PR #6778, opened 2024-11-27
 Corrected the translation of "Back" to "Retour" for better accuracy in French

lsaudon:


auroursa:
cc @Signez

Signez:
Good catch here. (It's an accessibility label that was translated eons ago, and it slipped our checks when we did a review of the whole translation a few months ago.)

✅ Please consider this pull request reviewed positively!

Signez:
I can’t close it myself, but please consider this one actually merged (through #6991, which was merged).

Thanks @lsaudon! (If you can close it, it would be awesome!)

PR #6783, opened 2024-11-27
Fix gap between Write Your Reply and bottom bar on web

gaearon:
Mobile web only.

Does not affect native (it has a bottom safe inset that's larger), does not affect tablet or desktop.

## Before

Screenshot 2024-11-27 at 14 44 43

## After

Screenshot 2024-11-27 at 14 44 54


src/view/com/post-thread/PostThread.tsx
```diff
@@ -538,13 +538,14 @@ export function PostThread({uri}: {uri: string | undefined}) {
 function MobileComposePrompt({onPressReply}: {onPressReply: () => unknown}) {
   const safeAreaInsets = useSafeAreaInsets()
   const fabMinimalShellTransform = useMinimalShellFabTransform()
+  console.log()
```
mozzius, line 541: Log

mozzius (approved):

Issue #6803, opened 2024-11-28
Language picker doesn't respect device dark mode


skipness:
### Steps to Reproduce

1. go to splash screen / sign up / language setting page / Search
2. trigger the language picker

### Attachments
| Splash Screen  | Sign Up Page  | Languages Setting Page  | Search |
|---|---|---|---|
| <img src='https://github.com/user-attachments/assets/661c257f-7e82-41ec-8699-6bbd7d3b6d6c' width = 450 />  | <img src='https://github.com/user-attachments/assets/bdce127e-20a9-4505-b0d5-f56a746c5f3d' width = 450 />  | <img src='https://github.com/user-attachments/assets/25724447-2c83-4c35-bbee-be0c723f1b64' width = 450 />  | <img src='https://github.com/user-attachments/assets/52793d8b-0620-46f8-96f9-d1621aad7ae0' width = 450 />  | 

### What platform(s) does this occur on?

iOS

### Device Info

iPhone 14 Pro

### What version of the app are you using?

Build version: 1.95.0.634; Bundle info: 2a575ad (prod); Bundle date: 24112703; Platform: ios; Platform version: 18.0

skipness:
I can submit a PR to fix this if needed

auroursa:
> I can submit a PR to fix this if needed

I think this is a reasonable improvement, please do so

SilverPlate9938:
Same issue with Android as well![Screenshot_2024-11-29-14-21-47-94_cb2df8437d99d85560b8f74042fc78eb](https://github.com/user-attachments/assets/2dbe5337-cd79-4ebb-a9b3-b4417d505dea)

PR #6804, opened 2024-11-28
Fix language picker style in dark mode

skipness:
Fixes: #6803 
I don't have any Android devices nor can successfully test it with emulator so the picker in Android should still in wrong style under dark mode

### Before
| Splash Screen  | Sign Up Page | Languages Setting Page  | Search |
|---|---|---|---|
|   |   |   |   | 

### After
| Splash Screen  | Sign Up Page | Languages Setting Page  | Search |
|---|---|---|---|
|  |  |  |  |


mozzius (approved):
lgtm, thanks! doesn't affect android because that prop is iOS only (and that's fine)

Issue #6800, opened 2024-11-28
Recent regression in display of image embeds without pre-existing dimensions data


eramdam:
### Steps to Reproduce

Taking this post as an example 

https://bsky.app/profile/macthemes.bsky.social/post/3lbxkfazqdx2f

It showed "as expected" on 1.94 

![CleanShot 2024-11-27 at 15 48 19@2x](https://github.com/user-attachments/assets/1fa42995-ff92-444a-bc33-70b0940349e0)

But shows up with `objectFit: cover` on 1.95, which obstructs a bunch of the image 

![CleanShot 2024-11-27 at 15 49 29@2x](https://github.com/user-attachments/assets/ba8bb282-44dc-452e-b812-e8616afc658f)

I haven't checked if the issue is Web-specific because I don't have the tooling.

It seems like the regression was caused by the fallback square aspect ratio introduced in https://github.com/bluesky-social/social-app/pull/6474 

Which makes sense! Layout shifts suck, and it's an understandable fix, I just feel that retroactively changing the way images are displayed isn't great either?   
My bot has been posting images for way longer than the `aspectRatio` field has been available on `app.bsky.embed.images` records so it feels "unfair" 😛 

I fixed my posting code so it won't happen for future records, but I wonder if a middle ground "fix" would be to:
1. assume the aspect ratio is square
2. use the fetched dimensions to resize the image _inside_ the square aspect ratio? 

It might cause a slight flash/jump, but it's better than a layout shift and more importantly, wouldn't retroactively "hide" content for images that lacked aspect ratio data and displayed fine until 1.95

### What platform(s) does this occur on?

Web (Desktop), Web (Mobile)

### What version of the app are you using?

1.95

12Me21:
It wouldn't cause any flash/jump at all, just need to set css `object-fit` to `contain` (instead of `cover`), so all images with an incorrect/unknown aspect ratio will be scaled down instead of cropped

GlitchyPSIX:
> It wouldn't cause any flash/jump at all, just need to set css `object-fit` to `contain` (instead of `cover`), so all images with an incorrect/unknown aspect ratio will be scaled down instead of cropped

I think that would make images with aspect ratios > 1 get a _lot_ of unwarranted empty space though

12Me21:
[...]

PR #6828, opened 2024-11-28
"Contain" images with missing dimensions instead of cropping them

gaearon:
Addresses https://github.com/bluesky-social/social-app/issues/6800

As noted in https://github.com/bluesky-social/social-app/pull/6474, we don't want to use dynamically fetched dimensions on the client because it causes layout shifts for any post(s) after the image. In the worst case this can cause an entire cascade of relayouts which is absolutely terrible for performance.

However, as discussed in https://github.com/bluesky-social/social-app/issues/6800, cropping can feel pretty disruptive. Instead, let's try "containing" when the aspect ratio is unknown.

This only affects images with missing dimensions. (Currently, it's up to the client to specify the dimensions.) In longer term it would be nice if the server could somehow fill out the missing ones, but fixing that is out of scope of this PR.

I had to disable the lightbox animation for such images because the initial sizing is going to be different in the "contains" layout. While disabling the animation, I noticed flashes on first and last frames, which the two last commits take care of.

## Test Plan

Find an account with images that are missing dimensions, for example https://bsky.app/profile/wrtrstat.bsky.social

Verify that images with unknown aspect ratio are now "contained" instead of cropped.

Verify that opening them in the lightbox works, but skips the expanding animation.

Verify that opening images _with_ dimensions remains fluid and animated.

Test all platforms.

## Before

Screenshot 2024-11-28 at 17 36 26

Screenshot 2024-11-28 at 17 36 33

## After

Screenshot 2024-11-28 at 17 36 11
Screenshot 2024-11-28 at 17 36 17

### DIFF
--- a/src/view/com/lightbox/ImageViewing/components/ImageItem/ImageItem.android.tsx
+++ b/src/view/com/lightbox/ImageViewing/components/ImageItem/ImageItem.android.tsx
@@ -392,9 +392,9 @@ const ImageItem = ({
           <Animated.View style={imageCropStyle}>
             <Animated.View style={imageStyle}>
               <Image
-                contentFit="cover"
+                contentFit="contain"
                 source={{uri: imageSrc.uri}}
-                placeholderContentFit="cover"
+                placeholderContentFit="contain"
                 placeholder={{uri: imageSrc.thumbUri}}
                 accessibilityLabel={imageSrc.alt}
                 onLoad={
--- a/src/view/com/lightbox/ImageViewing/index.tsx
+++ b/src/view/com/lightbox/ImageViewing/index.tsx
@@ -8,7 +8,7 @@
 // Original code copied and simplified from the link below as the codebase is currently not maintained:
 // https://github.com/jobtoday/react-native-image-viewing
 
-import React, {useCallback, useEffect, useState} from 'react'
+import React, {useCallback, useEffect, useMemo, useState} from 'react'
 import {
   LayoutAnimation,
   PixelRatio,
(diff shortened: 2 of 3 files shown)


haileyok (approved):
Tested web and Android, works well.

WriterStat:
Hi, I like you all.

It works better than the previous system breaking fix, but it is not a good fix long term for lack of mandatory field communication. Temp fix at best. The changes from the last update need to be rolled back to the prior original working code before the breaking changes were made for now instead. And mandatory fields need to be communicated to your 3rd party and client post submission ecosystem, even if only in rule, then the code itself will basically age out fast, will no longer be used for any new posts. Problem goes away by itself.

Change instead needs to happen on image upload api/fields required for your client post submission ecosystem.

See the new posts on #6800

The previous breaking change made before this one made my page on Bluesky basically unusable, I wasn't the only one, with 20 million. This one will allow it to be read, but will make Bluesky less visually usable/likeable, a longer process to read/see and longer pages to interact with and you will be stuck with it. Make the change in image submission/image upload instead to fill the mandatory fields needed to work. That fixes your original problem.

Or get/calculate the data needed and store it on the first image request call, so it doesn't need to run the hack code more than one time. Also fixes your original problem.

ChrisArchitect:
Rolling this back yet? Going to squares with css contain breaking a long held standard for opengraph preview image dimensions to fix 'layout shift' or whatever is not a good look. And it not being emphasized in the API docs/examples about the aspectratio parameter means many many things have been thrown out of wack.

WriterStat:
The image aspect ratio can now be set/sent with send_image and send_images. The at-proto team is doing/did their thing. 

View: https://github.com/MarshalX/atproto/pull/480 

The breaking stuff should now be able to be rolled back to its first original working code, before the image/system breaking code was applied.

After rollback, all that would be needed would be to effectively communicate the mandatory API changes for image aspect ratios to your 3rd party and client post submission ecosystem for Bluesky.

Making the image aspect ratio mandatory(at least by rule/examples) during post submission/image upload like it is on the current bluesky website post button code should solve the original layout problem for new.

The layout shift problem will go away as the old code causing it will then age out because no new post/image submissions will need it after the ratio field is mandatory. Once the image aspect ratio is included on post submissions/uploads in the API.

Did I miss something? Again I like you and the platform, quite a lot. And want you to succeed. If I'm wrong let me know. Fixing the fields should fix the possible future layout issue, right? Or no?

For old posts image ratio, if really needed couldn't you calculate and then store it on first fetch? So it only used the old code only once at worst?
☆ ☆ ☆ ☆
> **WHAT NEEDS TO BE DONE**: The word is "ImageViewing". Copy every line above where it appears.

> **RESULT OF THE TASK**:
--- a/src/view/com/lightbox/ImageViewing/components/ImageItem/ImageItem.android.tsx
+++ b/src/view/com/lightbox/ImageViewing/components/ImageItem/ImageItem.android.tsx
--- a/src/view/com/lightbox/ImageViewing/index.tsx
+++ b/src/view/com/lightbox/ImageViewing/index.tsx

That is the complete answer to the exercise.